◆ Exercise input:
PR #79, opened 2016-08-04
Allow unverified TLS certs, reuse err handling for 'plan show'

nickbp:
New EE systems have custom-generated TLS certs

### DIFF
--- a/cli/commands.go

* * *

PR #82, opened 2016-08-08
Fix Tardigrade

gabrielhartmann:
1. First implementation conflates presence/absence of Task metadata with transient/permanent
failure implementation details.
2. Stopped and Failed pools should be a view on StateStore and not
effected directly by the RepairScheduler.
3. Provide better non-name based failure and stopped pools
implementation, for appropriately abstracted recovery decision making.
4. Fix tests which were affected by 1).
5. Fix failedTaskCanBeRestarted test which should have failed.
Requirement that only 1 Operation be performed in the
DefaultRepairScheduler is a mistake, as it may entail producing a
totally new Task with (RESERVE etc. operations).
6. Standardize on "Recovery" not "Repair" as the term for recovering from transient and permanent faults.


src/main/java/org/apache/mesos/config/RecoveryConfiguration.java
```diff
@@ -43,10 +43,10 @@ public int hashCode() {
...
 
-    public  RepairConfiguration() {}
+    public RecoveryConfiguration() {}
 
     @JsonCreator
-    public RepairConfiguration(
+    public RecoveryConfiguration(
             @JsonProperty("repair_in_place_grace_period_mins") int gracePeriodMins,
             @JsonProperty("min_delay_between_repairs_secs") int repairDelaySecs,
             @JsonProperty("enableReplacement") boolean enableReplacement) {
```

---

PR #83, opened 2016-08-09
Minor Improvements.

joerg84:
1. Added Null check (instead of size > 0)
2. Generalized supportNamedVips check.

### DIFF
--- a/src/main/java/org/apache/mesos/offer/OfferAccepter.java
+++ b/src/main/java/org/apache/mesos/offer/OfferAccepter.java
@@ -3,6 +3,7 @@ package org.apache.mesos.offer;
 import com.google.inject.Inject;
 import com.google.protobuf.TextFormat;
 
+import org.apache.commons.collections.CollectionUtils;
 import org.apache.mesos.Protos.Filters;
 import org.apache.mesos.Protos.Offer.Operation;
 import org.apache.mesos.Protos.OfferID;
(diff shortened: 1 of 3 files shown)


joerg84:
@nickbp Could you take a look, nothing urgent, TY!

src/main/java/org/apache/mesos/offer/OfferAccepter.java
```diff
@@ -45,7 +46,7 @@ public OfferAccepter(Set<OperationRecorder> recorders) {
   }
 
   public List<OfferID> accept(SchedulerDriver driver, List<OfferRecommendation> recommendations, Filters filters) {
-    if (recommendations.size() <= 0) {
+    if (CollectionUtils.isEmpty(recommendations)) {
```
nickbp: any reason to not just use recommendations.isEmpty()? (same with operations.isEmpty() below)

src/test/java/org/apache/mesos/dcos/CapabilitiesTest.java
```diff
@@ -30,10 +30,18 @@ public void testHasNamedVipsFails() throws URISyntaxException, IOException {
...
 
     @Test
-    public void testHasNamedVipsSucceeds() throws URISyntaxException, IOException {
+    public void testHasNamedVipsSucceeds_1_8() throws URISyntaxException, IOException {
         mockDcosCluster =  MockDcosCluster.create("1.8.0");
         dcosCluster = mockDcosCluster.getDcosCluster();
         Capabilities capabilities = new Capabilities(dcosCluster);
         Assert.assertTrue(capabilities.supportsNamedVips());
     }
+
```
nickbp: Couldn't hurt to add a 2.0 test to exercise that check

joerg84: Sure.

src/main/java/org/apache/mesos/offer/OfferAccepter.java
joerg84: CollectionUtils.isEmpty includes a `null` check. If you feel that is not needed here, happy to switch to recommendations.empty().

◆ Your task:
From the material above, set down exactly the lines between the line holding "PR #79, opened 2016-08-04" and the line holding "--- a/cli/commands.go", inclusive. Include nothing else.

◆ Response:
PR #79, opened 2016-08-04
Allow unverified TLS certs, reuse err handling for 'plan show'

nickbp:
New EE systems have custom-generated TLS certs

### DIFF
--- a/cli/commands.go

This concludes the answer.